Every entry needs to be repeated exactly, with nothing left out.

### Task input
========
PR #3791, opened 2025-05-26
add error handling to weather fetch functions, including cors

### LINKED ISSUE #3687: Weather modules don't update/grow stale

**Platform**: Raspberry Pi 4.

**Node Version**: 22.

**MagicMirror² Version**: latest

**Description**: Weather forecast (pirate weather) doesn't update without relaunching or reloading the page. Today, Tomorrow and the next day are all wrong after one day (today is yesterday, tomorrow is today). I don't think the values are updating either. Believe the current weather / temperature is wrong after it ages as well as it didn't update for a day.

**Steps to Reproduce**: Use Pirate Weather with this config:

```
	{
			module: "weather",
			position: "top_right",
			config: {
				weatherProvider: "pirateweather",
				type: "current",
				lat: 39.132721,
				lon: -84.628098,
				apiKey: "---",
			}
		},
		{
			module: "weather",
			position: "top_left",
			header: "Weather Forecast",
			config: {
				weatherProvider: "pirateweather",
				type: "forecast",
				lat: 39.132721,
				lon: -84.628098,
				apiKey: "---",
			}
		}
```

**Expected Results**: Live data.

**Actual Results**: Stale data

**Configuration**: See above

**Additional Notes**: Recently switched to Pirate Weather. Don't see any errors in the console.

sdetweil:
add error detection and handling for weather and cors fetch 

fixes #3687

### DIFF
--- a/modules/default/utils.js
+++ b/modules/default/utils.js
@@ -17,20 +17,26 @@ async function performWebRequest (url, type = "json", useCorsProxy = false, requ
 		requestUrl = url;
 		request.headers = getHeadersToSend(requestHeaders);
 	}
-	const response = await fetch(requestUrl, request);
-	const data = await response.text();
 
-	if (type === "xml") {
-		return new DOMParser().parseFromString(data, "text/html");
-	} else {
-		if (!data || !data.length > 0) return undefined;
+	let response = await fetch(requestUrl, request);
+	if (response.ok) {
+		const data = await response.text();
 
-		const dataResponse = JSON.parse(data);
-		if (!dataResponse.headers) {
-			dataResponse.headers = getHeadersFromResponse(expectedResponseHeaders, response);
+		if (type === "xml") {
+			return new DOMParser().parseFromString(data, "text/html");
+		} else {
+			if (!data || !data.length > 0) return "null"; //undefined;
+
+			const dataResponse = JSON.parse(data);
+			if (!dataResponse.headers) {
+				dataResponse.headers = getHeadersFromResponse(expectedResponseHeaders, response);
+			}
+			return dataResponse;
 		}
-		return dataResponse;
+	} else {
+		throw new Error(`Response status: ${response.status}`);
 	}
+
 }
 
 /**
--- a/CHANGELOG.md
+++ b/CHANGELOG.md
@@ -38,6 +38,7 @@ planned for 2025-07-01
 - [calendar] fix fullday event rrule until with timezone offset (#3781)
 - [feat] Add rule `no-undef` in config file validation to fix #3785 (#3786)
 - [fonts] Fix `roboto.css` to avoid error message `Unknown descriptor 'var(' in @font-face rule.` in firefox console (#3787)
+- [weather] add error handling to fetch functions including cors
 
 ### Updated
 
--- a/js/server_functions.js
+++ b/js/server_functions.js
@@ -41,25 +41,29 @@ async function cors (req, res) {
 			url = `invalid url: ${req.url}`;
 			Log.error(url);
 			res.send(url);
-		} else {
-			url = match[1];
+			return;
+		}
+		url = match[1];
 
-			const headersToSend = getHeadersToSend(req.url);
-			const expectedReceivedHeaders = geExpectedReceivedHeaders(req.url);
+		const headersToSend = getHeadersToSend(req.url);
+		const expectedReceivedHeaders = geExpectedReceivedHeaders(req.url);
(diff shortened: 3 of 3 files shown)


modules/default/utils.js
```diff
@@ -17,20 +17,26 @@ async function performWebRequest (url, type = "json", useCorsProxy = false, requ
...
 		request.headers = getHeadersToSend(requestHeaders);
 	}
-	const response = await fetch(requestUrl, request);
-	const data = await response.text();
 
-	if (type === "xml") {
-		return new DOMParser().parseFromString(data, "text/html");
-	} else {
-		if (!data || !data.length > 0) return undefined;
+	let response = await fetch(requestUrl, request);
```
rejas, line 21: can still be a const, right?

```suggestion
	const response = await fetch(requestUrl, request);
```

sdetweil:
all tests run locally, electron and e2e

khassel:
> all tests run locally, electron and e2e

the 2 failed tests are unit tests - and they fail if I run them locally ...

jbaboval:
Running this patch locally with success thus far.... Thanks!

modules/default/utils.js
```diff
@@ -17,20 +17,26 @@ async function performWebRequest (url, type = "json", useCorsProxy = false, requ
...
+		const data = await response.text();
 
-	if (type === "xml") {
-		return new DOMParser().parseFromString(data, "text/html");
-	} else {
-		if (!data || !data.length > 0) return undefined;
+		if (type === "xml") {
+			return new DOMParser().parseFromString(data, "text/html");
+		} else {
+			if (!data || !data.length > 0) return "null"; //undefined;
```
KristjanESPERANTO: Return `"null"` as a string looks unusual. Can you explain why you did this and why there is a comment `// undefined`?

sdetweil: Looking at suggested error recovery, the undefined prior result (comment) is faulty
Leading to a secondary error masking the first (no data) 

And null in quotes is the recommended change

I don't understand that (or undefined) either, as none of these are JSON , or error (throw)

sdetweil: and looking at the provider that calls the performWebRequest (here looking at pirateweather) 
```
	fetchWeatherForecast () {
		this.fetchData(this.getUrl())
			.then((data) => {
				if (!data || !data.daily || !data.daily.data.length) {  // undefined or null (no quotes) 
					// No usable data?
					return;  // <----- I think this bypasses the finally, so the provider is waiting forever, hung
				}

				const forecast = this.generateWeatherObjectsFromForecast(data.daily.data);
				this.setWeatherForecast(forecast);
			})
			.catch(function (request) {   // <--- maybe throw is a better choice
				Log.error("Could not load data ... ", request);
			})
			.finally(() => this.updateAvailable());
```

sdetweil: this is the fetchData in the providers layer
```
	async fetchData (url, type = "json", requestHeaders = undefined, expectedResponseHeaders = undefined) {
		const mockData = this.config.mockData;
		if (mockData) {
			const data = mockData.substring(1, mockData.length - 1);
			return JSON.parse(data);
		}
		const useCorsProxy = typeof this.config.useCorsProxy !== "undefined" && this.config.useCorsProxy;
		return performWebRequest(url, type, useCorsProxy, requestHeaders, expectedResponseHeaders, config.basePath);
	}
```

sdetweil:
Every other provider had to be fixed as well

KristjanESPERANTO:
@sdetweil I worked on a solution and pushed it directly into your branch. I hope that's okay(?) Unfortunately, I was not able to provoke the error before and after this PR, but the tests are now running again. Can you check if the error occurs with it?

sdetweil:
I saw. Will try to test today. I had forced the error path
Was trying not to change the providers

KristjanESPERANTO:
@sdetweil What do you think? Can we merge this?

sdetweil:
let me do some testing, been pretty busy lately

KristjanESPERANTO:
No problem. Take your time 🙂

KristjanESPERANTO (approved):

KristjanESPERANTO:
I have rebased this PR because I still consider it a beneficial change :slightly_smiling_face: However, since I have added changes myself, I do not like to merge it myself. Could someone else please take another look at it?

KristjanESPERANTO:
Thanks @khassel for your approval. Let's go with that. Thanks @sdetweil for that improvement! :smiley:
========
### Written solution
PR #3791, opened 2025-05-26
add error handling to weather fetch functions, including cors

### LINKED ISSUE #3687: Weather modules don't update/grow stale

**Platform**: Raspberry Pi 4.

**Node Version**: 22.

**MagicMirror² Version**: latest

**Description**: Weather forecast (pirate weather) doesn't update without relaunching or reloading the page. Today, Tomorrow and the next day are all wrong after one day (today is yesterday, tomorrow is today). I don't think the values are updating either. Believe the current weather / temperature is wrong after it ages as well as it didn't update for a day.

**Steps to Reproduce**: Use Pirate Weather with this config:

```
	{
			module: "weather",
			position: "top_right",
			config: {
				weatherProvider: "pirateweather",
				type: "current",
				lat: 39.132721,
				lon: -84.628098,
				apiKey: "---",
			}
		},
		{
			module: "weather",
			position: "top_left",
			header: "Weather Forecast",
			config: {
				weatherProvider: "pirateweather",
				type: "forecast",
				lat: 39.132721,
				lon: -84.628098,
				apiKey: "---",
			}
		}
```

**Expected Results**: Live data.

**Actual Results**: Stale data

**Configuration**: See above

**Additional Notes**: Recently switched to Pirate Weather. Don't see any errors in the console.

sdetweil:
add error detection and handling for weather and cors fetch 

fixes #3687

### DIFF
--- a/modules/default/utils.js
+++ b/modules/default/utils.js
@@ -17,20 +17,26 @@ async function performWebRequest (url, type = "json", useCorsProxy = false, requ
 		requestUrl = url;
 		request.headers = getHeadersToSend(requestHeaders);
 	}
-	const response = await fetch(requestUrl, request);
-	const data = await response.text();
 
-	if (type === "xml") {
-		return new DOMParser().parseFromString(data, "text/html");
-	} else {
-		if (!data || !data.length > 0) return undefined;
+	let response = await fetch(requestUrl, request);
+	if (response.ok) {
+		const data = await response.text();
 
-		const dataResponse = JSON.parse(data);
-		if (!dataResponse.headers) {
-			dataResponse.headers = getHeadersFromResponse(expectedResponseHeaders, response);
+		if (type === "xml") {
+			return new DOMParser().parseFromString(data, "text/html");
+		} else {
+			if (!data || !data.length > 0) return "null"; //undefined;
+
+			const dataResponse = JSON.parse(data);
+			if (!dataResponse.headers) {
+				dataResponse.headers = getHeadersFromResponse(expectedResponseHeaders, response);
+			}
+			return dataResponse;
 		}
-		return dataResponse;
+	} else {
+		throw new Error(`Response status: ${response.status}`);
 	}
+
 }
 
 /**
--- a/CHANGELOG.md
+++ b/CHANGELOG.md
@@ -38,6 +38,7 @@ planned for 2025-07-01
 - [calendar] fix fullday event rrule until with timezone offset (#3781)
 - [feat] Add rule `no-undef` in config file validation to fix #3785 (#3786)
 - [fonts] Fix `roboto.css` to avoid error message `Unknown descriptor 'var(' in @font-face rule.` in firefox console (#3787)
+- [weather] add error handling to fetch functions including cors
 
 ### Updated
 
--- a/js/server_functions.js
+++ b/js/server_functions.js
@@ -41,25 +41,29 @@ async function cors (req, res) {
 			url = `invalid url: ${req.url}`;
 			Log.error(url);
 			res.send(url);
-		} else {
-			url = match[1];
+			return;
+		}
+		url = match[1];
 
-			const headersToSend = getHeadersToSend(req.url);
-			const expectedReceivedHeaders = geExpectedReceivedHeaders(req.url);
+		const headersToSend = getHeadersToSend(req.url);
+		const expectedReceivedHeaders = geExpectedReceivedHeaders(req.url);
(diff shortened: 3 of 3 files shown)


modules/default/utils.js
```diff
@@ -17,20 +17,26 @@ async function performWebRequest (url, type = "json", useCorsProxy = false, requ
...
 		request.headers = getHeadersToSend(requestHeaders);
 	}
-	const response = await fetch(requestUrl, request);
-	const data = await response.text();
 
-	if (type === "xml") {
-		return new DOMParser().parseFromString(data, "text/html");
-	} else {
-		if (!data || !data.length > 0) return undefined;
+	let response = await fetch(requestUrl, request);
```
rejas, line 21: can still be a const, right?

```suggestion
	const response = await fetch(requestUrl, request);
```

sdetweil:
all tests run locally, electron and e2e

khassel:
> all tests run locally, electron and e2e

the 2 failed tests are unit tests - and they fail if I run them locally ...

jbaboval:
Running this patch locally with success thus far.... Thanks!

modules/default/utils.js
```diff
@@ -17,20 +17,26 @@ async function performWebRequest (url, type = "json", useCorsProxy = false, requ
...
+		const data = await response.text();
 
-	if (type === "xml") {
-		return new DOMParser().parseFromString(data, "text/html");
-	} else {
-		if (!data || !data.length > 0) return undefined;
+		if (type === "xml") {
+			return new DOMParser().parseFromString(data, "text/html");
+		} else {
+			if (!data || !data.length > 0) return "null"; //undefined;
```
KristjanESPERANTO: Return `"null"` as a string looks unusual. Can you explain why you did this and why there is a comment `// undefined`?

sdetweil: Looking at suggested error recovery, the undefined prior result (comment) is faulty
Leading to a secondary error masking the first (no data) 

And null in quotes is the recommended change

I don't understand that (or undefined) either, as none of these are JSON , or error (throw)

sdetweil: and looking at the provider that calls the performWebRequest (here looking at pirateweather) 
```
	fetchWeatherForecast () {
		this.fetchData(this.getUrl())
			.then((data) => {
				if (!data || !data.daily || !data.daily.data.length) {  // undefined or null (no quotes) 
					// No usable data?
					return;  // <----- I think this bypasses the finally, so the provider is waiting forever, hung
				}

				const forecast = this.generateWeatherObjectsFromForecast(data.daily.data);
				this.setWeatherForecast(forecast);
			})
			.catch(function (request) {   // <--- maybe throw is a better choice
				Log.error("Could not load data ... ", request);
			})
			.finally(() => this.updateAvailable());
```

sdetweil: this is the fetchData in the providers layer
```
	async fetchData (url, type = "json", requestHeaders = undefined, expectedResponseHeaders = undefined) {
		const mockData = this.config.mockData;
		if (mockData) {
			const data = mockData.substring(1, mockData.length - 1);
			return JSON.parse(data);
		}
		const useCorsProxy = typeof this.config.useCorsProxy !== "undefined" && this.config.useCorsProxy;
		return performWebRequest(url, type, useCorsProxy, requestHeaders, expectedResponseHeaders, config.basePath);
	}
```

sdetweil:
Every other provider had to be fixed as well

KristjanESPERANTO:
@sdetweil I worked on a solution and pushed it directly into your branch. I hope that's okay(?) Unfortunately, I was not able to provoke the error before and after this PR, but the tests are now running again. Can you check if the error occurs with it?

sdetweil:
I saw. Will try to test today. I had forced the error path
Was trying not to change the providers

KristjanESPERANTO:
@sdetweil What do you think? Can we merge this?

sdetweil:
let me do some testing, been pretty busy lately

KristjanESPERANTO:
No problem. Take your time 🙂

KristjanESPERANTO (approved):

KristjanESPERANTO:
I have rebased this PR because I still consider it a beneficial change :slightly_smiling_face: However, since I have added changes myself, I do not like to merge it myself. Could someone else please take another look at it?

KristjanESPERANTO:
Thanks @khassel for your approval. Let's go with that. Thanks @sdetweil for that improvement! :smiley:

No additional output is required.